Cisco gains VPN boost from buys

Targeting the full spectrum of companies wanting to run their growing e-businesses over an Internet-based virtual private network, Cisco Systems Inc. is beefing up its enterprise and service provider VPN wares through two separate acquisitions.

Cisco announced mid-January it would lay out US$567 million in total for all outstanding shares of Altiga Networks Inc. of Franklin, Mass., and Compatible Systems Corp. of Boulder, Colo. Altiga develops VPN clients, remote access gateways and management software for the enterprise edge, while Compatible makes service-provider-class IP Security (IPSec)-based VPN products.

The two acquisitions enhance Cisco’s existing VPN product lines, said Brent Rebus, Cisco Systems Canada Co.’s channel operations manager.

“We already have solutions that we’ve rolled out for the VPN space, like our Cisco 7100 router that a large customer or service provider would use, or our 1700 lower-end VPN routers. Then within our PIX firewall, there is some security there to be able to provide various solutions in the VPN space,” Rebus said.

“What we’re really doing with these acquisitions is…adding to and enhancing our capabilities for customers, whether they’re interested in taking a look at the enterprise solution or the VPN-based solution from a service provider perspective.”

The two-prong approach to the VPN market is necessary because end-user customers need choice when it comes to deployment, according to Rebus. “There’s no one way of rolling out a VPN strategy,” he said.

Altiga’s 76 employees will continue to be led by Altiga CEO Mark Freitas and will become part of Cisco’s enterprise line of business. Compatible and its 68 employees will report to Compatible CEO Matt McConnell and will be added to Cisco’s service provider business unit. The acquisitions will be accounted for as pooling of interests and are expected to close in the third quarter of Cisco’s fiscal 2000.
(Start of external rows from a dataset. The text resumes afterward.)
PR #405, opened 2021-12-06
Fix QueryTypeFilter on main chain

rukai:
Fix QueryTypeFilter and DebugReturner so that they always return the same number of messages that they receive.
The only reason this hasnt been a problem yet is because in production we only use QueryTypeFilter in an ignore tee branch where breaking this invariant has no consequences.

DebugReturner's Response::Message case could also cause this problem but thats only used internally for unit tests and this PR is large enough already so it should be investigated separately.

### DIFF
--- a/shotover-proxy/src/message/mod.rs
+++ b/shotover-proxy/src/message/mod.rs
@@ -1,6 +1,10 @@
 use crate::protocols::RawFrame;
 use bytes::Bytes;
+use cassandra_protocol::frame::frame_error::{AdditionalErrorInfo, ErrorBody};
 use cassandra_protocol::frame::frame_result::{ColSpec, ColType};
+use cassandra_protocol::frame::{
+    Direction, Flags, Frame as CassandraFrame, Opcode, Serialize as CassandraSerialize,
+};
 use cassandra_protocol::types::data_serialization_types::{
     decode_ascii, decode_bigint, decode_boolean, decode_double, decode_float, decode_inet,
     decode_int, decode_smallint, decode_tinyint, decode_varchar,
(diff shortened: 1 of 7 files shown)


shotover-proxy/src/message/mod.rs
```diff
@@ -72,6 +76,32 @@ impl Message {
             original: RawFrame::None,
         }
     }
+
+    pub fn to_filtered_reply(&self) -> Message {
+        Message {
+            details: MessageDetails::Unknown,
+            modified: true,
+            original: match &self.original {
+                RawFrame::Redis(_) => RawFrame::Redis(Frame::Null),
```
conorbros, line 85: Why doesn't redis get an error?

rukai:
The advantages of redis replying error:
* Consistent with cassandra which has no choice but to return error as there is no consistently correct response
* Gives an obvious indication to the user that the message was filtered.

The advantages of redis replying null:
* Its not actually an error but an expected case
* more performant?

So... I think it would be better as an error, ill change it tomorrow.
We can always change it back later if we find it has important performance implications.

conorbros:
Apologies I deleted the comment to think about it more, but yeah that sounds good.

shotover-proxy/tests/transforms/query_type_filter.rs
```diff
@@ -0,0 +1,30 @@
+use crate::helpers::ShotoverManager;
+use serial_test::serial;
+
+#[tokio::test(flavor = "multi_thread")]
+#[serial]
+async fn test_query_type_filter() {
```
conorbros, line 6: Can we try pipelining too?

shotover-proxy/src/message/mod.rs
```diff
@@ -72,6 +76,32 @@ impl Message {
             original: RawFrame::None,
         }
     }
+
+    pub fn to_filtered_reply(&self) -> Message {
```
conorbros, line 80: To me this is leaking a transform specific implementation into `Message`. We won't be using `to_filtered_reply` anywhere but the `QueryTypeFilter` transform so I think it should be there.

shotover-proxy/tests/transforms/query_type_filter.rs
conorbros: Assuming each pipeline message gets represented as a separate message in shotover

shotover-proxy/src/message/mod.rs
rukai: reasons for putting it in Message:
* Any transform that filters out messages can make use of it.
* The transform doesnt have to manually deal with each protocol type.

But I dont mind too much either way.

shotover-proxy/tests/transforms/query_type_filter.rs
rukai: you were correct!
I added a test case for this very useful case.

conorbros (approved):

benbromhead:
Happy to do this, but I would suggest maybe a "return_type_on_filter" config that can either be NULL, ERROR or NO_RETURN and make this user configurable

benbromhead:
Let's create a new issue to track making this configurable... I'm not going to block the ticket on this... but something we should definitely do

benbromhead (approved):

Jeff Wilson, an analyst at Infonetics Research Inc. in San Jose, Calif., said Altiga in particular was a good acquisition choice for Cisco. Altiga uses the same Information Resource Engineering Inc. (IRE) chipset that Cisco uses in its router and PIX platforms. In addition, both companies support IRE’s VPN software client.

“Altiga was a really simple decision on the enterprise side for [Cisco],” Wilson said.

As for Compatible, despite having higher-density VPN equipment than Altiga, its VPN sales have been mostly on the enterprise side as well, Wilson said. Cisco acquired Compatible just as it was starting to shift its focus toward the more lucrative service provider market, Wilson added.

“The way it looked to me is that [Cisco] wanted to position a combination of the Compatible box and a (Cisco) 6300 as a sort of makeshift CoSine or Spring Tide cloud-based VPN box,” Wilson said.

Companies such as CoSine Communications Inc. of Redwood City, Calif., Spring Tide Networks Inc. based in Boxborough, Mass., and Shasta Networks Inc. (whom Nortel Networks acquired in April 1999) are developing a new class of products for cloud-based VPN services, where the tunnelling all happens inside the service provider’s network, Wilson explained.

“People are building big, giant, expensive boxes, because from a service provider’s perspective, it’s a lot easier to deploy and manage something in your own network…Cisco is positioning its Compatible acquisition as competition against those products,” he said.

In a recent Infonetics research study that analysed the worldwide market for dedicated VPN hardware, Cisco did not even show up on the radar screen, Wilson said. He emphasized the study looked at only “purpose built” VPN hardware and did not take into account VPN-enabled equipment, such as all-purpose backbone routers, whose actual usage cannot be tracked. In addition, Cisco’s 7100 router has not been successfully implemented in any customer sites as of yet, he added.

“The 7100 didn’t ship, regardless of what Cisco tells you,” Wilson said. “That was the only actual dedicated VPN product it had announced prior to these acquisitions.”

According to Infonetics, the dedicated VPN hardware market totalled US$81 million worldwide in Q3 1999. The North American market accounted for US$47.6 million of the quarter’s VPN hardware revenues.

“It’s a small market,” Wilson said. “In terms of actual revenues, it’s such a small amount of money that anything could happen — particularly now that Cisco has acquired a couple of VPN companies, the market’s really going to open wide up.”